PR #219, opened 2024-02-23
chore: avoid building tests and examples in uring project

romange:
Also, check socket on shutdown.

### DIFF
--- a/util/fibers/listener_interface.cc
+++ b/util/fibers/listener_interface.cc
@@ -348,7 +348,7 @@ uint32_t ListenerInterface::GetMaxClients() const {
 }
 
 void Connection::Shutdown() {
-  auto ec = socket_->Shutdown(SHUT_RDWR);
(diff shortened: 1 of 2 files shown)


util/fibers/listener_interface.cc
```diff
@@ -348,7 +348,7 @@ uint32_t ListenerInterface::GetMaxClients() const {
 }
 
 void Connection::Shutdown() {
-  auto ec = socket_->Shutdown(SHUT_RDWR);
+  auto ec = CHECK_NOTNULL(socket_)->Shutdown(SHUT_RDWR);
```
chakaz, line 351: Just making sure - this is unrelated to the third_pary.cmake changes you've made above right?

chakaz (approved):

util/fibers/listener_interface.cc
romange: sorry, upodated the PR description. merging

PR #220, opened 2024-03-01
chore: Add support for ubuntu24 image

romange:
1. Added devcontainer with ubuntu24/gcc13
2. Configured with using a custom boost library that uses ucontext implementation with asan enabled.
3. Fixed fibers code to support ucontext (we never supported yet and always used boost fcontext implementation)
4. Made sure that fibers_test pass under ASAN - fixed the leakage bug when accepting a socket.

### DIFF
--- a/util/fibers/detail/scheduler.cc
+++ b/util/fibers/detail/scheduler.cc
@@ -71,6 +71,9 @@ DispatcherImpl::DispatcherImpl(ctx::preallocated const& palloc, ctx::fixedsize_s
   entry_ = ctx::fiber(std::allocator_arg, palloc, salloc,
                       [this](ctx::fiber&& caller) { return Run(std::move(caller)); });
   scheduler_ = sched;
+#if defined(BOOST_USE_UCONTEXT)
+  entry_ = std::move(entry_).resume();
+#endif
 }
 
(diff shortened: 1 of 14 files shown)


util/fibers/fibers_test.cc
```diff
@@ -387,6 +387,7 @@ TEST_F(FiberTest, AsyncEvent) {
   done.Wait();
 }
 
+#if 0
```
romange, line 390: This test does not work with ASAN, disabled it since it's not very interesting anyhow

util/fibers/detail/scheduler.cc
```diff
@@ -80,14 +83,12 @@ DispatcherImpl::~DispatcherImpl() {
...
 
 ctx::fiber DispatcherImpl::Run(ctx::fiber&& c) {
-  if (c) {
-    // We context switched from intrusive_ptr_release and this object is destroyed.
-    return std::move(c);
-  }
-
-  // Normal SwitchTo operation.
+#if defined(BOOST_USE_UCONTEXT)
+    std::move( c).resume();
```
chakaz, line 87:
```suggestion
    std::move(c).resume();
```

chakaz (approved):

PR #222, opened 2024-03-05
feat: allow fiber stack size customization

romange:
Change the default stack size for connection fibers from 132KB to 64KB


chakaz (approved):
Adding an ability to modify the stack size is great, but it shouldn't help in reducing RSS, right? Because we saw that only touched pages are really accounted in RSS, and if the pages are touched it means that they are in use and we can downsize the stack, am I missing something?

romange:
No, you are not missing anything. I hope by agressively reducing the stack size in development, we be able to identify callchains that use too much of stack memory and fix them.

PR #224, opened 2024-03-10
chore: add IORING_OP_MADVISE support to iouring

romange:
Also add a microbenchmark measuring mmap and madvise calls.

a single madvise call takes around 100ns while mmap is x3 more expensive.

### DIFF
--- a/util/fibers/submit_entry.h
+++ b/util/fibers/submit_entry.h
@@ -27,7 +27,7 @@ class SubmitEntry {
 
   void PrepOpenAt(int dfd, const char* path, int flags, mode_t mode) {
     PrepFd(IORING_OP_OPENAT, dfd);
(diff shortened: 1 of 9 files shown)


util/fibers/submit_entry.h
```diff
@@ -194,14 +194,22 @@ class SubmitEntry {
     sqe_->cancel_flags = flags;
   }
 
-  io_uring_sqe* sqe() {
-    return sqe_;
+  void PrepMadvise(void* addr, off_t len, int advice) {
```
chakaz, line 197: Where is this called?

romange: It's not called in helio. It's part of helio's iouring API

chakaz: gotcha

chakaz (approved):

PR #225, opened 2024-03-10
chore: Refactor BlockingCounter

dranikpg:
* Splits BlockingCounter/Impl into BlockingCounter and EmbeddedBlockingCounter, so the latter can be re-used
* Adds DCHECKs
* Adds clear comments to headers

### DIFF
--- a/util/fibers/synchronization.h
+++ b/util/fibers/synchronization.h
@@ -370,6 +370,8 @@ class Done {
 };
 
 // Use `BlockingCounter` unless certain that the counters lifetime is managed properly.
+// Because the decrement of Dec() can be observed before notify is called, the counter can be still
+// in use even after Wait() unblocked.
 class EmbeddedBlockingCounter {
   const uint64_t kCancelFlag = (1ULL << 63);
 
--- a/util/fibers/synchronization.h
+++ b/util/fibers/synchronization.h
@@ -412,7 +412,8 @@ class EmbeddedBlockingCounter {
 
 // A barrier similar to Go's WaitGroup for tracking remote tasks.
 // Internal smart pointer for easier lifetime management. Pass by value.
-struct BlockingCounter {
+class BlockingCounter {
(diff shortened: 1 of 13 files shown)


romange:
Please rebase @dranikpg

util/fibers/synchronization.h
```diff
@@ -368,104 +369,58 @@ class Done {
...
+};
 
-  // Blocks while the blocking counter is pending.
-  // Returns true on success (reaching 0), false when cancelled.
-  bool Wait() {
-    return impl_->Wait();
-  }
+// A barrier similar to Go's WaitGroup for tracking remote tasks.
+// Internal smart pointer for easier lifetime management. Pass by value.
+struct BlockingCounter {
```
romange, line 415: it was a class before. if we forward declare - can cause warnings

util/fibers/synchronization.h
```diff
@@ -368,104 +369,58 @@ class Done {
...
+  BlockingCounter(unsigned start_count);
 
-  // Blocks while the blocking counter is pending our timeout is reached.
-  // Returns true on success (reaching 0), false when cancelled or timed out.
-  bool WaitFor(const std::chrono::steady_clock::duration& duration) {
-    auto tp = std::chrono::steady_clock::now() + duration;
-    return impl_->WaitUntil(tp);
+  EmbeddedBlockingCounter* operator->() {
```
romange, line 418: this will require adjusting the whole dragonfly codebase due to interface change.
I suggest you introduce wrappers to preserve the previous interface

romange (commented):
LGTM

util/fibers/synchronization.h
dranikpg: It's only 3 or 4 usages, I already fixed them. Copying all functions because of this is weird

romange (approved):

PR #226, opened 2024-03-11
chore: add DEBUG_Count() to barrier

dranikpg:
Forgot to add this one 😅 Need it for DCHECKs. DEBUG prefix is used mainly in DF to indicate it's better not used in real code


chakaz (approved):
LG but I'm not sure my approval is enough?

romange (approved):

PR #227, opened 2024-03-11
chore: add retries when pulling from the remote queue

romange:


adiholden (approved):

util/fibers/detail/scheduler.cc
```diff
@@ -323,15 +323,21 @@ bool Scheduler::ProcessRemoteReady(FiberInterface* active) {
...
+              __asm__ __volatile__("pause");
+              ++iteration;
+              continue;
+            }
           }
         }
         break;
       }
-      DVLOG(1) << "Retrying " << iteration++;
+      iteration++;
```
kostasrim, line 339: Out of curiosity, why `iteration` is marked as `maybe_unused` above?

PR #228, opened 2024-03-13
chore: introduce worker fiber stack size tracking

romange:
I used the following script to track RSS usage vs VM usage for fibers:
https://github.com/ARM-software/CSAL/blob/master/coresight-tools/cskern/pagemap.py

### DIFF
--- a/util/fibers/detail/scheduler.cc
+++ b/util/fibers/detail/scheduler.cc
@@ -68,6 +68,7 @@ DispatcherImpl* MakeDispatcher(Scheduler* sched) {
 DispatcherImpl::DispatcherImpl(ctx::preallocated const& palloc, ctx::fixedsize_stack&& salloc,
                                detail::Scheduler* sched) noexcept
     : FiberInterface{DISPATCH, 0, "_dispatch"} {
+  stack_size_ = palloc.sctx.size;
   entry_ = ctx::fiber(std::allocator_arg, palloc, salloc,
                       [this](ctx::fiber&& caller) { return Run(std::move(caller)); });
   scheduler_ = sched;
@@ -269,6 +270,7 @@ void Scheduler::Attach(FiberInterface* cntx) {
   fibers_.push_back(*cntx);
 
   if (cntx->type() == FiberInterface::WORKER) {
+    worker_stack_size_ += cntx->stack_size();
     ++num_worker_fibers_;
   }
 }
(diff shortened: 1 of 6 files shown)


util/fibers/fiber2.h
```diff
@@ -109,6 +109,12 @@ uint64_t FiberLongRunSumUsec() noexcept;
 // It is advised to call this function when a program starts.
 void SetDefaultStackResource(PMR_NS::memory_resource* mr, size_t default_size = 64 * 1024);
 
+// Returns the total size for worker fibers for the current thread.
+size_t WorkerStackSize();
```
chakaz, line 113:
```suggestion
// Returns the total stack size for worker fibers for the current thread.
size_t WorkerFibersStackSize();
```

chakaz: Maybe it's also worth clarifying that maybe only part of this size is actually allocated and present in rss

util/fibers/detail/scheduler.cc
```diff
@@ -269,19 +270,22 @@ void Scheduler::Attach(FiberInterface* cntx) {
...
   if (cntx->type() == FiberInterface::WORKER) {
+    worker_stack_size_ += cntx->stack_size();
     ++num_worker_fibers_;
   }
 }
 
 void Scheduler::DetachWorker(FiberInterface* cntx) {
   fibers_.erase(fibers_.iterator_to(*cntx));
   --num_worker_fibers_;
+  worker_stack_size_ -= cntx->stack_size();
```
chakaz, line 281: I assume this is called in the migration path, right? (i.e. that we don't leak)

chakaz (approved):

util/fibers/detail/scheduler.cc
romange: yes

util/fibers/fiber2.h
```diff
@@ -109,6 +109,14 @@ uint64_t FiberLongRunSumUsec() noexcept;
 // It is advised to call this function when a program starts.
 void SetDefaultStackResource(PMR_NS::memory_resource* mr, size_t default_size = 64 * 1024);
 
+// Returns the total stack size (virtual memory) for worker fibers for the current thread.
+// Please note that RSS memory usage is usually smaller, depending on the actuall stack usage
+// of the fibers.
+size_t WorkerStackSize();
```
chakaz, line 115: I'd rename this to `WorkerFibersStackSize()` (I proposed that in the previous iteration but perhaps you've missed it because I added another proposal :)

chakaz (approved):

PR #229, opened 2024-03-16
Introduce a test that reproduces data race for fiber notify code 

romange:


util/fibers/synchronization.h
```diff
@@ -388,7 +387,11 @@ class EmbeddedBlockingCounter {
   }
 
   // Returns true on success (reaching 0), false when cancelled. Acquire semantics
-  bool Wait();
+  bool Wait() {
+    uint64_t cnt;
+    ec_.await(WaitCondition(&cnt));
+    return (cnt & kCancelFlag) == 0;
+  }
```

= = = = =

▸ **Aim of the task**:
Filter the records above and return every line that holds the word "easier".

▸ **Exercise result**:
 // Internal smart pointer for easier lifetime management. Pass by value.
+// Internal smart pointer for easier lifetime management. Pass by value.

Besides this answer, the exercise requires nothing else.